Typical backward trajectories corresponding to the three groups

Group #2 was categorized by moderately increased concentrations of various anthropogenic elements. In these cases the backward trajectories indicated tracks, which originated in the Atlantic Ocean and subsequently passed over continental areas before reaching the sampling site. Depending on the continental site over which it passed, different anthropogenic elements were enriched in PM2.5. The most elevated concentrations in the group #2 were registered mainly for the elements V (5.2 ± 1.4 ng m−3), Cr (2.5 ± 1.0 ng m−3), Cu (9.6 ± 5.5 ng m−3), Zn (106 ± 53 ng m−3) and Pb (63 ± 31 ng m−3) when the trajectories originated from the Atlantic Ocean, and moved over the United Kingdom before reaching the site. Backward trajectories also indicating that when trajectories spend most of their 5-day time over the United Kingdom relatively enriched concentrations of the elements V (5.2 ± 1.4 ng m−3), Ni (2.8 ± 0.7 ng m−3), Zn (35 ± 11 ng m−3) and Pb (20 ± 5 ng m−3) were observed in PM2.5. Only moderately increased concentrations of the elements V, Cr, Cu, Zn and Pb were detected in case backward trajectories originated from the Atlantic Ocean passed over the North of France.
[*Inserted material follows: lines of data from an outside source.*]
PR #350, opened 2020-07-19
Draft PR for ets

HYang1996:
#### Reference Issues/PRs

Fixes #327 

#### What does this implement/fix? Explain your changes.

Implements automatic ETS based on R version.

#### PR checklist for new estimators 

- [ ] I've added unit tests and made sure they pass locally. 
- [ ] I've updated the existing example notebooks or provided a new one to showcase how my estimator works.
- [ ] I've updated sktime's [estimator overview](https://github.com/alan-turing-institute/sktime/blob/master/ESTIMATOR_OVERVIEW.md) and I'm committed to maintain my contribution and provide bug fixes if necessary.
- [ ] I've added myself to the list of contributors

#### Any other comments?

This is a draft PR, the class is not completely finished.

PR #393, opened 2020-09-10
ETSModel with auto-fitting capability similar to R implementation

### LINKED ISSUE #327: Implement Automatic Exponential Smoothing

Add the Automatic Exponential Smoothing feature to BaseSktimeForecaster.

Translate [the fable version on R](https://github.com/tidyverts/fable/blob/master/R/ets.R) to Python and add to sktime.

There might be existing Python packages that implement this feature.

**Additional context**

R documentation of the [ETS function](https://www.rdocumentation.org/packages/fable/versions/0.0.0.9100/topics/ETS).

HYang1996:
#### Reference Issues/PRs

Fixes #327, replacing #350 .

Created a wrapper for statsmodels' latest implementation of ETSModel, and added an auto-fitting option which is similar to the implementation in R.

#### PR checklist for new estimators 

- [x] I've updated sktime's [CODEOWNERS](https://github.com/alan-turing-institute/sktime/blob/master/CODEOWNERS) and I'm committed to maintain my algorithm.
- [x] I've added myself to the list of contributors

#### Any other comments?

Simple tests have been performed to compare results from this forecaster against those from the statsmodels' version, and auto-fitting capability is tested against R implementation on the airline dataset.


mloning (commented):
Hi @HYang1996, thanks for the great work! Code is very clean and readable! 

* the continuous integration tests fail at the moment, not entirely sure what the problem is
* I think we need to update the statsmodels version to `0.12.x` here: [binder](https://github.com/alan-turing-institute/sktime/blob/master/.binder/requirements.txt), [build](https://github.com/alan-turing-institute/sktime/blob/master/build_tools/requirements.txt) and [setup.py](https://github.com/alan-turing-institute/sktime/blob/6557fd8aee0b0fbdb6667413254a820e37050598/setup.py#L22)
* could you add some unit tests where we check results against R's values, I'm happy if you just copy and paste results from R and check if our version returns more or less the same values, the `np.testing` module has some good tools do to that)
* Just another idea: I recently came across this function for storing attributes: https://fastcore.fast.ai/utils.html#store_attr perhaps we could use something similar, that would make it easier to maintain the init functions of all our estimators

sktime/forecasting/ets.py
```diff
@@ -0,0 +1,314 @@
...
+            if self.allow_multiplicative_trend:
+                trend_range = ['add', 'mul', None]
+            else:
+                trend_range = ['add', None]
+            seasonal_range = ['add', 'mul', None]
+            damped_range = [True, False]
+
+            # Fit model, adapted from:
+            # https://github.com/robjhyndman/forecast/blob/master/R/ets.R
+            for error in error_range:
```
mloning, line 220: This is probably something we want to parallelise. You could try to make this into a single for loop using [`itertools.product()`](https://docs.python.org/2/library/itertools.html#itertools.product) and joblib.

mloning:
Seems like the CI servers time out because we hit the one hour mark. I may have to speed them up a bit.

mloning:
Okay, now they seem to work, just restarted them. Not sure, I believe Azure had some maintenance work going on over the last few days, perhaps that caused the slow downs.

sktime/forecasting/ets.py
mloning:
```python
from itertools import product
from joblib import delayed, Parallel

def _iter(x, y):
    for a, b in product(x, y):
        if a == 1:
            continue
        yield a, b

def _fit(a, b):
    print(a, b)
    return a + b

x = [1, 2, 3]
y = [4, 5, 6]

results = Parallel(n_jobs=1)(delayed(_fit)(a, b) for a, b in _iter(x, y))
```

mloning:
The failure now seems to be related to the changed module structure in statsmodels.

mloning:
Failing docs due to pmdarima and statsmodels )0.12. incompatibility due to this bug: https://github.com/statsmodels/statsmodels/issues/7019

HYang1996:
Unit tests passed locally but failed in checks since rpy2 is not included. The test importing dataset from R is therefore removed for now.

HYang1996:
I'm not exactly sure why the pre-commit check is failing.

docs/source/api_reference.rst
```diff
@@ -200,6 +200,17 @@ Exponential Smoothing
 
     ExponentialSmoothing
 
+ETS Models
```
mloning, line 203: Shall we not add it to the family of exponential smoothing models?

sktime/forecasting/tests/test_ets.py
```diff
@@ -0,0 +1,42 @@
...
+
+    forecaster = AutoETS(autofitting=True, sp=12, n_jobs=-1,
+                         allow_multiplicative_trend=True)
+    forecaster.fit(y)
+    fitted_forecaster = forecaster._fitted_forecaster
+    fit_result = [fitted_forecaster.error,
+                  fitted_forecaster.trend,
+                  fitted_forecaster.seasonal]
+
+    assert_array_equal(fit_result_R, fit_result)
```
mloning, line 42: I'd make this a separate function/test, makes it easier to debug if one of them fails

sktime/forecasting/ets.py
```diff
@@ -0,0 +1,338 @@
...
+        dates=None,
+        freq=None,
+        missing="none",
+        start_params=None,
+        maxiter=1000,
+        full_output=True,
+        disp=True,
+        callback=None,
+        return_params=False,
+        autofitting=False,
```
mloning, line 171: I'd just call it "auto" rather than "auto fitting"

sktime/forecasting/ets.py
```diff
@@ -0,0 +1,338 @@
...
+    References
+    ----------
+    [1] Hyndman, R.J., & Athanasopoulos, G. (2019) *Forecasting:
+        principles and practice*, 3rd edition, OTexts: Melbourne,
+        Australia. OTexts.com/fpp3. Accessed on April 19th 2020.
+
+    The following parameters are adapted from the ones on R
+    (https://www.rdocumentation.org/packages/forecast/versions/8.12/topics/ets),
+    and are used for automatic model selection:
+
```
mloning, line 120: I would move the section `References` to the end of the docstring, I see that you want to reference the different parameters to the different implementations, but I think it's okay to just mention in the references that they come from both model implementations

sktime/forecasting/ets.py
```diff
@@ -0,0 +1,338 @@
...
+                    self.information_criterion != 'bic' and \
+                    self.information_criterion != 'aicc':
+                raise ValueError('information criterion must '
+                                 'either be aic, bic or aicc')
+
+            # Fit model, adapted from:
+            # https://github.com/robjhyndman/forecast/blob/master/R/ets.R
+
+            # Initialise iterator
+            def _iter(error_range, trend_range, seasonal_range, damped_range):
```
mloning, line 239: nice, looks good!

sktime/forecasting/ets.py
```diff
@@ -0,0 +1,338 @@
...
+
+            # Fit models
+            _fitted_results = Parallel(n_jobs=self.n_jobs)(
+                delayed(_fit)(error, trend, seasonal, damped)
+                for error, trend, seasonal, damped in _iter(
+                        error_range, trend_range, seasonal_range, damped_range
+                    ))
+
+            # Select best model based on information criterion
+            for result in _fitted_results:
```
mloning, line 298: We can do this in a loop, but I wonder if there's a faster way using `np.arrray` where we can simply call something like `np.argmax(_ics)` to find the index of the model with the highest IC, but it's always a bit tricky to get the returned list (`_fitted_results`) into an array ...

sktime/forecasting/ets.py
```diff
@@ -0,0 +1,338 @@
...
+                )
+                _fitted_forecaster = _forecaster.fit(
+                    start_params=self.start_params,
+                    maxiter=self.maxiter,
+                    full_output=self.full_output,
+                    disp=self.disp,
+                    callback=self.callback,
+                    return_params=self.return_params
+                )
+                return _forecaster, _fitted_forecaster
```
mloning, line 288: Why do we return the unfitted `_forecaster` here?

sktime/forecasting/ets.py
```diff
@@ -0,0 +1,338 @@
...
+            self._fitted_forecaster = self._forecaster.fit(
+                start_params=self.start_params,
+                maxiter=self.maxiter,
+                full_output=self.full_output,
+                disp=self.disp,
+                callback=self.callback,
+                return_params=self.return_params
+            )
+
+    def summary(self):
```
mloning, line 337: Since this is a method exposed to users, could you add a docstring?

mloning (commented):
@HYang1996 looks great! I left a few minor comments, so it's almost good to go now! 

Don't worry about the pre-commit CI checks, I changed the other day and we can ignore them on this PR. If you want to find out more on how they work, check out the [CONTRIBUTING.md](https://github.com/alan-turing-institute/sktime/blob/master/CONTRIBUTING.md#Continuous-integration)

HYang1996:
AutoETS doesn't seem to be appearing in the online documentation.

HYang1996:
> AutoETS doesn't seem to be appearing in the online documentation.

Fixed

mloning (commented):
Hi @HYang1996 

Looks great! I'm very happy with it, excellent work! 

One last question: Currently, the unit tests only check if we select the right kind of parameters but not exact numerical values. Is this something we could do using the results from R even if they are just approximately equal?

mloning (approved):
Excellent work, thanks a lot @HYang1996! 

I'll leave the PR open for a bit longer before I merge in case others want to comment.

mloning (approved):

mloning:
Thanks again @HYang1996, now merged! 🎉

Group #3 included samples which were characterized by increased concentrations of the anthropogenic elements and low related 95% confidence limits: V (7.0 ± 2.5 ng m−3), Cr (2.0 ± 0.8 ng m−3), Ni (4.1 ± 1.4 ng m−3), Cu (7.3 ± 2.0 ng m−3), Zn (82 ± 20 ng m−3), Pb (45 ± 13 ng m−3), S (1160 ± 240 ng m−3). These samples corresponded to backward trajectories originating in continental areas, such as Hungary, Poland or Germany, and air masses moving solely over continental areas, such as Germany, and France.

4 Conclusions

The ionic and elemental fractions of PM2.5 were analyzed using IC and ED-XRF. The water-soluble ion fraction mostly contained the ions NO3 , SO4 2− and NH4 ; whereas all the other ions occurred at a concentration level below 1 μg m−3. The elemental composition of PM2.5 could be classified into two distinct groups according to their relative abundance in fine particles. Group #1 contained the natural elements, which occurred in proportional concentrations in each sample. Group #2 contained the anthropogenic elements, which occurred in more scattered relative abundances. The EF vs. soil calculations confirmed the respective natural and anthropogenic origin of the elements in both groups. Moreover, the EF indicated Pb and Cl, followed by Cu and Zn were the most enriched elements in PM2.5 in Menen. Further the results also show that the aerosol composition in Menen varies considerably from day to day. The application of multivariate analysis shows the occurrence of secondary aerosol formation reactions and the existence of both natural (crustal) as well as anthropogenic sources (vehicular, industrial) of ions and elements. Combining the backward trajectory information with concentration levels of the anthropogenic elements indicates that the air masses having an origin and a track over the Atlantic Ocean contained the lowest levels of anthropogenic elements. Yet, air masses either originating from the Atlantic Ocean or from a continental area in combination with a track passing over continental areas, contained elevated concentrations of anthropogenic elements. The composition of the fine aerosol samples was a function of local, meteorological and seasonal circumstances at Menen. However a cross-border air pollution influence could be discerned, which mainly affected the anthropogenic elements in PM2.5.